Helen knew she had to eat to heal properly, but she couldn’t go downstairs with a broken leg. She told herself to stay calm and wait. In time, her body would be strong enough to move, then stand, and then walk. She would lie and say she’d overslept. She’d hide her sore leg from her father as best as she could, smiling and making small talk as they ate. Then, with a little food in her, she would heal the rest of the way.

She would feel better soon, she told herself, crying as quietly as she could. She just had to hold on.

Someone was waving a hand in Helen’s face.

“What?” she asked, startled. She turned to look at Matt, who was signaling her back to earth.

“I’m sorry, Lennie, but I still don’t get it. What’s a Rogue Scion?” he asked, his brow wrinkled with worry.

“I’m a Rogue,” she answered a bit too loudly. She’d faded for a second there, and still hadn’t caught up to the conversation.

Helen straightened her slumped shoulders and looked around at the rest of the room to find that everyone was staring at her. Everyone except Lucas. He was studying his hands in his lap, his mouth tight.

Helen, Lucas, Ariadne, and Jason were sitting around the Delos kitchen table after school, trying to catch Matt and Claire up on all things demigod. Matt and Claire were Helen’s best mortal friends, and they were both incredibly smart, but some things about Helen and her past were too complicated to be taken for granted. After everything they’d gone through, Matt and Claire deserved answers. They’d put their lives on the line to help Helen and the rest of the Delos family seven days ago.

Seven days, Helen thought, counting on her fingers to make sure. All that time in the Underworld makes it feel like seven weeks. Maybe it has been seven weeks for me.

“It sounds confusing, but it’s not,” Ariadne said when she realized that Helen wasn’t going to continue. “There are Four Houses, and all Four Houses owe each other a blood debt from the Trojan War. That’s why the Furies make us want to kill someone from another House. Vengeance.”

“A billion years ago someone from the House of Atreus killed someone from the House of Thebes and you are expected to pay that blood debt?” Matt asked dubiously.

“Pretty much, except it was a lot more than just one death. We’re talking about the Trojan War, here. A lot of people died, both demigod Scions and full mortals like you,” Ariadne said with an apologetic grimace.
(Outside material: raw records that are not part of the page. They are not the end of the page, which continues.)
Issue #145, opened 2020-12-13
Opaque / Non opaque access token


fimbault:
Currently we assume that tokens are opaque to the client, meaning that the client doesn't care about their internals (although in practice JWT is often used). It's even described as such in our current version of the terminology (v02) : "The contents and format of the access token are opaque to the RC."

Yet, there has been discussion on the IETF mailing list that for privacy reasons, there might be a need for non opaque tokens, so that its content can be verified (i.e. doesn't include more rights than requested). 

Related actions : do we want to support non opaque tokens?  
1) review the potential impact on the definition of "access token" in #29 
2) should we define a datastructure for GNAP access tokens? (JSON Web Token (JWT) Profile for OAuth 2.0 Access Tokens or equivalent). How do we keep flexibility if one needs to extend the default format (more fields), or even integrate with something different than JWT? (we don't want to limit potential innovation here).
3) does it replace introspection/management endpoints?
4) should it be enforced? is it just an option?

jricher:
I am against the client having any expectation of being able to understand the access token. If a component needs to send a message directly to the client in the way the client can understand it, then it should use a different protocol element to do so.

The common trust model in the OAuth world is that the client is the untrusted component, which is why it needs to get the access token in the first place.

fimbault:
I have mixed feelings here. 
I agree with the client being unstrusted from a security perspective, what we're saying here is that the AS is untrusted from a privacy perspective. 

To me, the biggest potential downside of non opaque tokens is that it potentially limits innovation. A big part of the success of JWT comes from json's flexibility. Plus nothing stops me in OAuth from using a completely different format if I wish. That's really valuable. My current experience here would be to keep that behavior.
But it does come at the expense of not having a schema that can be verified by default, which could come handy in some cases. The alternative is introspection/management APIs, but there's always the possibility that the token could actually be different than the related resource description.  

So to go forward, I guess Denis should make its case here, and then we can take a decision. This should also balance the alternatives.

jricher:
It's also a privacy issue to release information to the client in many cases. Several profiles of OAuth that I've worked on prohibit the token itself to carry user information or identifiers in a way that the client could read. In these cases, it's the business of the RS and the AS, and the token is just the artifact to carry rights between them. 

[...]

PR #155, opened 2021-01-05
update terminology

fimbault:
This corresponds to #29 and the related [wiki](https://github.com/ietf-wg-gnap/gnap-core-protocol/wiki/Terminology), as well as advances on the mailing list. 

Sections 1.2 and 1.3 have been updated accordingly.
The term "cryptographic keys" has been removed. Some additional terms have been added (especially sub-definitions, such as "right", "attribute", "privilege").
The term RQ has been renamed to end-user and changes in the main text.

I kept a simple layout for notes and examples, maybe this can be improved.

### DIFF
--- a/draft-ietf-gnap-core-protocol.md
+++ b/draft-ietf-gnap-core-protocol.md
@@ -125,17 +125,17 @@ Roles are defined by the actions taken and the expectations leveraged
 on the role by the overall protocol. 
 
 Authorization Server (AS)
-: server that grants privileges to a particular end-user and that provides them to a client in the form of an access token. 
+: server that grants delegated privileges to a particular instance of client software in the form of an access token and other information (such as subject information). 
 
 Client
 : application operated by an end-user that consumes resources from one or several RSs, possibly requiring access privileges from one or several ASs. 
 
-    Note: this specification differentiates between a specific instance (the Client instance, identified by its public key) and the software running the instance (the Client software). For some kinds of Client software, there could be many instances of a single piece of Client software.
+    Example: a client can be a mobile application, a web application, etc.
 
-    Example: a Client can be a mobile application, a web application, etc.
+    Note: this specification differentiates between a specific instance (the client instance, identified by its unique key) and the software running the instance (the client software). For some kinds of client software, there could be many instances of that software, each instance with a different key.
 
 Resource Server (RS)
-: server that provides operations on resources where protected operations require that the client provides one or more valid access tokens issued by one or more ASs.
+: server that provides operations on protected resources, where operations require a valid access token issued by an AS. 
 
 Resource Owner (RO)
 : subject entity that may grant or deny operations on resources it has authority upon.
@@ -143,7 +143,7 @@ Resource Owner (RO)
     Note: the act of granting or denying an operation may be manual (i.e. through an interaction with a physical person) or automatic (i.e. through predefined organizational rules).
 
 End-user 
-: natural person that operates with the client software.
+: natural person that operates the client instance.
 
     Note: that natural person may or may not be the same entity as the RO. When it is explicit that the end-user and the RO are the same entity, the generic term user may be used. 
 
@@ -195,36 +195,34 @@ In addition to the roles above, the protocol also involves several
 elements that are acted upon by the roles throughout the process.
 
 Attribute
-: characteristics related to an end-user.
+: characteristics related to a subject.
 
 Access Token
-: digitally signed data that contains specific rights and/or attributes.
+: a data artifact representing a set of rights and/or attributes.
 
-    Note: an access token can be first issued to an end-user (usually requiring his authentication) and subsequently refreshed.
-
-Claim
-: statement about a subject.
+    Note: an access token can be first issued to an client instance (requiring authorization by the RO) and subsequently rotated.
 
 Grant
-: (verb): to permit an end-user to exercise some rights and/or to assert some attributes at a specific time and during a specific duration. (noun): the act of granting.
+: (verb): to permit an instance of client software to exercise some set of delegated rights to access a protected resource and/or to receive some attributes at a specific time and during a specific duration. (noun): the act of granting.
 
 Privilege
-: right or attribute associated with an end-user.
+: right or attribute associated with a subject.
 
-Resource
-: public or protected resource from a RS.
+    Note: the RO defines and maintains the rights and attributes associated to the protected resource, and might temporarily delegate some set of those privileges to an end-user. This process is refered to as privilege delegation. 
 
 Protected Resource
 : protected API (Application Programming Interface) served by a RS and that can be accessed by a client, if and only if a valid access token is provided.
 
-Right
-: ability given to an end-user to perform a given operation on a resource under the control of a RS.
+    Note: to avoid complex sentences, the specification document may simply refer to resource instead of protected resource.   
 
-Subject Entity
+Right
+: ability given to a subject to perform a given operation on a resource under the control of a RS.
+
+Subject
 : person, organization or device.
 
 Subject Information
-: claim asserted locally by an AS about a subject entity.
+: statement asserted locally by an AS about a subject.
 
 ## Sequences {#sequence}
 
@@ -283,10 +281,10 @@ protocol flow.
     ~ ~ ~ indicates a potential equivalence or out-of-band communication between roles
 ~~~
 
-- (A) The End-user interacts with the client instance to indicate a need for resources on
+- (A) The end-user interacts with the client instance to indicate a need for resources on
     behalf of the RO. This could identify the RS the client instance needs to call,
     the resources needed, or the RO that is needed to approve the 
-    request. Note that the RO and End-user are often
+    request. Note that the RO and end-user are often
     the same entity in practice.
     
 - (1) The client instance [attempts to call the RS](#rs-request-without-token) to determine 
@@ -306,7 +304,7 @@ protocol flow.
     using a variety of possible mechanisms including web page
     redirects, applications, challenge/response protocols, or 
     other methods. The RO approves the request for the client instance
-    being operated by the End-user. Note that the RO and end-user are often
+    being operated by the end-user. Note that the RO and end-user are often
     the same entity in practice.
 
 - (4) The client instance [continues the grant at the AS](#continue-request).
--- a/draft-ietf-gnap-core-protocol.md
+++ b/draft-ietf-gnap-core-protocol.md
@@ -96,7 +96,7 @@ from the design team regarding the options as understood.
 This protocol allows a piece of software, the client instance, to request delegated
 authorization to resource servers and to request direct information. This delegation is
 facilitated by an authorization server usually on
-behalf of a resource owner. The requesting party operating the software may interact
+behalf of a resource owner. The end-user operating the software may interact
 with the authorization server to authenticate, provide consent, and
 authorize the request.
 
@@ -125,37 +125,27 @@ Roles are defined by the actions taken and the expectations leveraged
 on the role by the overall protocol. 
 
 Authorization Server (AS)
-: Manages the requested delegations for the RO. 
-    The AS issues tokens and directly delegated information to an instance of the client.
-    The AS is defined by its grant endpoint, a single URL that accepts a POST
-    request with a JSON payload. The AS could also have other endpoints,
-    including interaction endpoints and user code endpoints, and these are
-    introduced to the RC as needed during the delegation process. 
+: server that grants privileges to a particular end-user and that provides them to a client in the form of an access token. 
 
 Client
-: Requests tokens and directly delegated information from the AS, and uses tokens at the RS.
-    For some kinds of client software, there could be many instances
-    of a single piece of client software. This specification
-    differentiates between a specific instance (the client instance) and the 
-    software running the instance (the client software).
-    A client instance is identified by its unique key, which can
-    be known to the AS prior to the first request or introduced
-    to the AS as part of the protocol. The AS determines
-    which policies apply to a given client instance, including what it can
-    request and on whose behalf. 
+: application operated by an end-user that consumes resources from one or several RSs, possibly requiring access privileges from one or several ASs. 
 
-Resource Server (RS, aka "API")
-: Accepts tokens from the client instance issued by the AS and serves delegated resources
-    on behalf of the RO. There could be multiple RSs protected
-    by the AS that the client instance will call.
+    Note: this specification differentiates between a specific instance (the Client instance, identified by its public key) and the software running the instance (the Client software). For some kinds of Client software, there could be many instances of a single piece of Client software.
+
+    Example: a Client can be a mobile application, a web application, etc.
+
+Resource Server (RS)
+: server that provides operations on resources where protected operations require that the client provides one or more valid access tokens issued by one or more ASs.
 
 Resource Owner (RO)
-: Authorizes the request from the client instance to the
-    RS, often interactively at the AS.
+: subject entity that may grant or deny operations on resources it has authority upon.
 
-Requesting Party (RQ, aka "user")
-: Operates and interacts with the client instance.
+    Note: the act of granting or denying an operation may be manual (i.e. through an interaction with a physical person) or automatic (i.e. through predefined organizational rules).
 
+End-user 
+: natural person that operates with the client software.
+
+    Note: that natural person may or may not be the same entity as the RO. When it is explicit that the end-user and the RO are the same entity, the generic term user may be used. 
 
 The design of GNAP does not assume any one deployment architecture,
 but instead attempts to define roles that can be fulfilled in a number
@@ -165,9 +155,9 @@ not make additional requirements on its structure or setup.
 
 Multiple roles can be fulfilled by the same party, and a given party
 can switch roles in different instances of the protocol. For example,
-the RO and RQ in many instances are the same person, where a user is
+the RO and end-user in many instances are the same person, where a user is
 authorizing the client instance to act on their own behalf at the RS. In this case,
-one party fulfills both of the RO and RQ roles, but the roles themselves
+one party fulfills both of the RO and end-user roles, but the roles themselves
 are still defined separately from each other to allow for other
 use cases where they are fulfilled by different parties.
 
@@ -179,7 +169,7 @@ RS and a client instance from different perspectives, and it fulfills these
 roles separately as far as the overall protocol is concerned.
 
 A single role need not be deployed as a monolithic service. For example, 
-A client instance could have components that are installed on the RQ's device as 
+A client instance could have components that are installed on the end-user's device as 
 well as a back-end system that it communicates with. If both of these
 components participate in the delegation protocol, they are both considered
 part of the client instance. If there are several copies of the client software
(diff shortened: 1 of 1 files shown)


draft-ietf-gnap-core-protocol.md
```diff
@@ -125,37 +125,27 @@ Roles are defined by the actions taken and the expectations leveraged
...
-    on behalf of the RO. There could be multiple RSs protected
-    by the AS that the client instance will call.
+: application operated by an end-user that consumes resources from one or several RSs, possibly requiring access privileges from one or several ASs. 
+
+    Note: this specification differentiates between a specific instance (the Client instance, identified by its public key) and the software running the instance (the Client software). For some kinds of Client software, there could be many instances of a single piece of Client software.
+
+    Example: a Client can be a mobile application, a web application, etc.
+
+Resource Server (RS)
+: server that provides operations on resources where protected operations require that the client provides one or more valid access tokens issued by one or more ASs.
```
jricher, line 138: Suggest we remove "client" from this as the RS isn't concerned with (and often doesn't know about) the client software, just the token. I know there was some discussion on this but I also don't care for the "one or more" items here. By saying "a token" and "an AS" we aren't limiting the RS to also accept others, but it's defined by accepting at least one.

```suggestion
: server that provides operations on resources where protected operations require a valid access token issued by an AS trusted by the RS for this purpose.
```

draft-ietf-gnap-core-protocol.md
```diff
@@ -125,37 +125,27 @@ Roles are defined by the actions taken and the expectations leveraged
...
-: Authorizes the request from the client instance to the
-    RS, often interactively at the AS.
+: subject entity that may grant or deny operations on resources it has authority upon.
+
+    Note: the act of granting or denying an operation may be manual (i.e. through an interaction with a physical person) or automatic (i.e. through predefined organizational rules).
 
-Requesting Party (RQ, aka "user")
-: Operates and interacts with the client instance.
+End-user 
+: natural person that operates with the client software.
```
jricher, line 146: This is a case where the end user is using a specific instance of the client software for purposes of the protocol, not just someone who operates the software in general.

```suggestion
: natural person that operates the client instance.
```

draft-ietf-gnap-core-protocol.md
```diff
@@ -204,29 +194,37 @@ role of the AS as defined by the protocol.
...
+: characteristics related to an end-user.
+
 Access Token
-: A credential representing a set of access rights
-delegated to the client instance. The access token is created by the AS, consumed
-and verified by the RS, and issued to and carried by the client instance. The contents
-and format of the access token are opaque to the client.
+: digitally signed data that contains specific rights and/or attributes.
+
+    Note: an access token can be first issued to an end-user (usually requiring his authentication) and subsequently refreshed.
```
jricher, line 203: Tokens aren't issued to people, they're issued to software -- also the spec currently uses "rotate" instead of "refresh" language, though that might not be wholly consistent yet so we should check that.

```suggestion
    Note: an access token can be first issued to an client instance (requiring authorization by the RO) and subsequently rotated.
```

draft-ietf-gnap-core-protocol.md
```diff
@@ -204,29 +194,37 @@ role of the AS as defined by the protocol.
...
 
+Attribute
+: characteristics related to an end-user.
+
 Access Token
-: A credential representing a set of access rights
-delegated to the client instance. The access token is created by the AS, consumed
-and verified by the RS, and issued to and carried by the client instance. The contents
-and format of the access token are opaque to the client.
+: digitally signed data that contains specific rights and/or attributes.
```
jricher, line 201: A token needn't be signed and needn't contain any information in it whatsoever. Reference-based tokens have neither, for example. Suggest we keep the wider definition. 

```suggestion
: a data artifact representing a set of delegated access rights, the format of which is opaque to the client software.
```

draft-ietf-gnap-core-protocol.md
```diff
@@ -204,29 +194,37 @@ role of the AS as defined by the protocol.
...
+
+    Note: an access token can be first issued to an end-user (usually requiring his authentication) and subsequently refreshed.
+
+Claim
+: statement about a subject.
```
jricher, line 206: I don't think this is a helpful definition, especially if we only use it in the context of "subject information" below. It's a very general term to the point of being almost meaningless.

draft-ietf-gnap-core-protocol.md
```diff
@@ -204,29 +194,37 @@ role of the AS as defined by the protocol.
...
 
 Grant
-: The process by which the client instance requests and is given delegated
-access to the RS by the AS through the authority of the RO.
+: (verb): to permit an end-user to exercise some rights and/or to assert some attributes at a specific time and during a specific duration. (noun): the act of granting.
```
jricher, line 209: The rights aren't delegated to the user, they're delegated to the client software, usually to act on behalf of the user. Also the assertion of attributes is :from: the AS, not from the end-user.

```suggestion
: (verb): to permit an instance of client software to exercise some set of delegated rights to access a protected resource and/or to receive some attributes at a specific time and during a specific duration. (noun): the act of granting such delegated rights.
```

draft-ietf-gnap-core-protocol.md
```diff
@@ -204,29 +194,37 @@ role of the AS as defined by the protocol.
...
 
-Cryptographic Key
-: A cryptographic element binding a request to a
-holder of the key. Access tokens and client instances can be associated with
-specific keys.
+Privilege
+: right or attribute associated with an end-user.
```
jricher, line 212: Are these associated with the end user or the resource owner?

draft-ietf-gnap-core-protocol.md
```diff
@@ -204,29 +194,37 @@ role of the AS as defined by the protocol.
...
 
 Resource
-: A protected API served by the RS and accessed by the client instance. Access to this
-resource is delegated by the RO as part of the grant process.
+: public or protected resource from a RS.
+
+Protected Resource
+: protected API (Application Programming Interface) served by a RS and that can be accessed by a client, if and only if a valid access token is provided.
```
jricher, line 218: What's the value of separating "resource" and "protected resource"? Do we have an "unprotected resource" in scope?

draft-ietf-gnap-core-protocol.md
```diff
@@ -285,10 +283,10 @@ protocol flow.
     ~ ~ ~ indicates a potential equivalence or out-of-band communication between roles
 ~~~
 
-- (A) The RQ interacts with the client instance to indicate a need for resources on
+- (A) The End-user interacts with the client instance to indicate a need for resources on
```
jricher, line 286:
```suggestion
- (A) The end-user interacts with the client instance to indicate a need for resources on
```

draft-ietf-gnap-core-protocol.md
```diff
@@ -285,10 +283,10 @@ protocol flow.
...
     behalf of the RO. This could identify the RS the client instance needs to call,
     the resources needed, or the RO that is needed to approve the 
-    request. Note that the RO and RQ are often
+    request. Note that the RO and End-user are often
```
jricher, line 289:
```suggestion
    request. Note that the RO and end-user are often
```

draft-ietf-gnap-core-protocol.md
```diff
@@ -308,7 +306,7 @@ protocol flow.
     using a variety of possible mechanisms including web page
     redirects, applications, challenge/response protocols, or 
     other methods. The RO approves the request for the client instance
-    being operated by the RQ. Note that the RO and RQ are often
+    being operated by the End-user. Note that the RO and end-user are often
```
jricher, line 309:
```suggestion
    being operated by the end-user. Note that the RO and end-user are often
```

draft-ietf-gnap-core-protocol.md
```diff
@@ -357,10 +355,10 @@ that returns from the interaction.
 
 ~~~
     +--------+                                  +--------+         +------+
-    | Client |                                  |   AS   |         |  RO  |
-    |Instance|                                  |        |         |  +   |
-    |        |< (1) + Start Session + + + + + + + + + + + + + + + +|  RQ  |
-    |        |                                  |        |         |(User)|
+    | Client |                                  |   AS   |         | User |
+    |Instance|                                  |        |         |      |
```
jricher, line 359:
```suggestion
    | Client |                                  |   AS   |         | End  |
    |Instance|                                  |        |         | User |
```

jricher (changes requested):
Several definitions need clean up, but a lot of this is an improvement!

draft-ietf-gnap-core-protocol.md
yaronf: I don't think we should include the "opaque" part here: this is an implementation detail and even if specified by the protocol, it is not part of the definition of "token". If we ever choose to support non-opaque tokens, there's no reason to change this definition.

draft-ietf-gnap-core-protocol.md
```diff
@@ -125,37 +125,27 @@ Roles are defined by the actions taken and the expectations leveraged
...
-
-Resource Server (RS, aka "API")
-: Accepts tokens from the client instance issued by the AS and serves delegated resources
-    on behalf of the RO. There could be multiple RSs protected
-    by the AS that the client instance will call.
+: application operated by an end-user that consumes resources from one or several RSs, possibly requiring access privileges from one or several ASs. 
+
+    Note: this specification differentiates between a specific instance (the Client instance, identified by its public key) and the software running the instance (the Client software). For some kinds of Client software, there could be many instances of a single piece of Client software.
+
+    Example: a Client can be a mobile application, a web application, etc.
```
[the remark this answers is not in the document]
fimbault: Sure will update accordingly.

draft-ietf-gnap-core-protocol.md
```diff
@@ -125,37 +125,27 @@ Roles are defined by the actions taken and the expectations leveraged
 on the role by the overall protocol. 
 
 Authorization Server (AS)
-: Manages the requested delegations for the RO. 
-    The AS issues tokens and directly delegated information to an instance of the client.
-    The AS is defined by its grant endpoint, a single URL that accepts a POST
-    request with a JSON payload. The AS could also have other endpoints,
-    including interaction endpoints and user code endpoints, and these are
-    introduced to the RC as needed during the delegation process. 
+: server that grants privileges to a particular end-user and that provides them to a client in the form of an access token.
```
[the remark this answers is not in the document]
fimbault: We'd have to explain what we mean by "delegated privileges" (that's what the reference to the end-user was trying to circumvent, but maybe it wasn't the best way to do it / I understand what you mean here). 
The rest of your proposal seems fine to be.

draft-ietf-gnap-core-protocol.md
fimbault: There was the question whether the definitions should allow the possibility for several servers. If we want to reflect the current state of affairs, your proposal is better.

draft-ietf-gnap-core-protocol.md
fimbault: yes clearer also

draft-ietf-gnap-core-protocol.md
jricher: Opaqueness to the client is a clear line in terms of roles and responsibilities. The token value is a message from the AS to the RS, which the client carries but is not required to understand. If there is other information the client needs, it needs to be sent separately from the token. This is where the "subject information" and assertions and the like come into play. As soon as we say "the token might not be opaque" we need to define what the format and contents of the token are, and set expectations of what we expect clients to understand within the token in order to function. The fact that the client doesn't have to see inside the token is one of the key benefits of OAuth that we would be remiss to throw out here.

Note that the token is only opaque to the client, it is not opaque to the RS or AS.

draft-ietf-gnap-core-protocol.md
fimbault: same remark as before. You're right, but that issue shows we need to explain the relationship between the user and the software (aka delegated access).

draft-ietf-gnap-core-protocol.md
fimbault: No, but then we probably should always refer to protected resource everywhere?

draft-ietf-gnap-core-protocol.md
fimbault: good catch

draft-ietf-gnap-core-protocol.md
fimbault: editorial change accepted

draft-ietf-gnap-core-protocol.md
fimbault: editorial change accepted

draft-ietf-gnap-core-protocol.md
yaronf: This is all good, I just think it is inappropriate in a *definition*. It's an important property of the token, yes, but it's not part of its definition IMHO.

fimbault: Yes, we tried to avoid having definitions that embed requirements (here opaque). We should put that in another section.

draft-ietf-gnap-core-protocol.md
jricher: Yes, it probably should either be protected resource or, most likely, RS everywhere as that's what the protocol deals with.

draft-ietf-gnap-core-protocol.md
fimbault: proposal : a data artifact representing a set of rights and/or attributes.

again we have the "delegated" part which would need a definition if we want to include that. I'll think about it.

draft-ietf-gnap-core-protocol.md
jricher: My proposal :allows: several servers without, in my opinion, confusing the matter.

draft-ietf-gnap-core-protocol.md
jricher: Oh good catch, I missed that this one was previously RO + RQ and over-corrected.

draft-ietf-gnap-core-protocol.md
fimbault: people seem to have different options about that. Right now I left it generic enough, but this could change in the future if we see we don't need to leave that open.

draft-ietf-gnap-core-protocol.md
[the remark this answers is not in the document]
jricher: If we define "privileges" then this is "privileges that have been delegated to the parties named" without need for further definition, I think. It's tricky though.

draft-ietf-gnap-core-protocol.md
fimbault: ok with that.

draft-ietf-gnap-core-protocol.md
fimbault: currently, it's indeed used only in subject information. The idea was to say that it is a statement made by someone, not a fact. Can merge into the main definition if we don't find that useful.

draft-ietf-gnap-core-protocol.md
fimbault: yes same remark as before, to be propagated everywhere.

draft-ietf-gnap-core-protocol.md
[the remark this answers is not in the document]
fimbault: I keep delegated privileges for the commit, will see later if we can find a better proposal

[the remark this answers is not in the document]
fimbault: I propose not to include "The AS determines which policies apply to any given delegation request." because it's already a sort of requirement, not a definition per say.

draft-ietf-gnap-core-protocol.md
fimbault: ok, proposed change: 

Resource Server (RS)
: server that provides operations on protected resources where operations require a valid access token issued by an AS trusted by the RS for this purpose.

+ keep protected resource definition
- remove resource definition

Will have to check in the main text that we refer to the RS or protected resources

draft-ietf-gnap-core-protocol.md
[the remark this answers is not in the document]
jricher: OK, I see where you're going with the thinner definitions now. We can add in the requirements in a different part.

draft-ietf-gnap-core-protocol.md
fimbault: When doing it,this creates long/convoluted sentences -> I just add a note "Note: to avoid complex sentences, the specification document may simply refer to resource instead of protected resource."

draft-ietf-gnap-core-protocol.md
fimbault: Currently left a note in issue #145, resolving this conversation for now

draft-ietf-gnap-core-protocol.md
fimbault: To keep that generic, I suggest 
"right or attribute associated with a subject."

I also included a note
Note: the RO defines and maintains the rights and attributes associated to the protected resource, and might temporarily delegate some those privileges to an end-user. This process is refered to as privilege delegation. 

-> as a proposal to solve the delegated privilege issue

draft-ietf-gnap-core-protocol.md
fimbault: removed

draft-ietf-gnap-core-protocol.md
fimbault: Proposal: (verb): to permit an instance of client software to exercise some set of delegated rights to access a protected resource and/or to receive some attributes at a specific time and during a specific duration. (noun): the act of granting.

draft-ietf-gnap-core-protocol.md
fimbault: I didn't include "trusted by the RS for this purpose." because I don't want a circular definition

fimbault:
A new commit has been made, and integrates the changes based on Justin's feedbacks. 
Wiki updated too.

jricher (approved):

draft-ietf-gnap-core-protocol.md
```diff
@@ -204,29 +194,35 @@ role of the AS as defined by the protocol.
...
-and verified by the RS, and issued to and carried by the client instance. The contents
-and format of the access token are opaque to the client.
+: a data artifact representing a set of rights and/or attributes.
+
+    Note: an access token can be first issued to an client instance (requiring authorization by the RO) and subsequently rotated.
 
 Grant
-: The process by which the client instance requests and is given delegated
-access to the RS by the AS through the authority of the RO.
+: (verb): to receive some attributes at a specific time and valid for a specific duration and/or to permit an instance of client software to exercise some set of delegated rights to access a protected resource (noun): the act of granting.
```
jricher, line 206: This breaks the intended verb, which was "permit" for two actions of the client, to exercise and to receive. This should be instead:

```suggestion
: (verb): to permit an instance of client software to receive some attributes at a specific time and valid for a specific duration and/or to exercise some set of delegated rights to access a protected resource (noun): the act of granting.
```

fimbault: yes sorry, the problem with copy paste. Should be fixed now with latest commit.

“I know a lot of people died, but how does this blood-for-blood thing get you anywhere?” Matt persisted. “It never ends. It’s insane.”

Lucas laughed mirthlessly and lifted his eyes from his lap to meet Matt’s. “You’re right. The Furies drive us mad, Matt,” he said quietly, patiently. “They haunt us until we break.”

Helen remembered that tone. She thought of it as Lucas’s professor voice. She could listen to it all day, except she knew she shouldn’t want to.

“They make us want to kill each other in order to fulfill some twisted sort of justice,” Lucas continued in his measured tone. “Someone from another House kills a person in our House. We kill one from theirs in retaliation, and on it goes for three and a half thousand years. And if a Scion kills someone from his own House, he becomes an Outcast.”

“Like Hector,” Matt said tentatively. Even saying the name of their brother and cousin set off the Furies’ curse, angering the Delos clan. Matt only risked it now for the sake of being clear. “He killed your cousin Creon because Creon killed your aunt Pandora, and now you all feel an irresistible urge to kill him, even though you still love him. I’m sorry. I’m still not seeing how that’s even remotely like justice.”

Helen looked around and saw Ariadne, Jason, and Lucas gritting their teeth. Jason was the first to calm himself.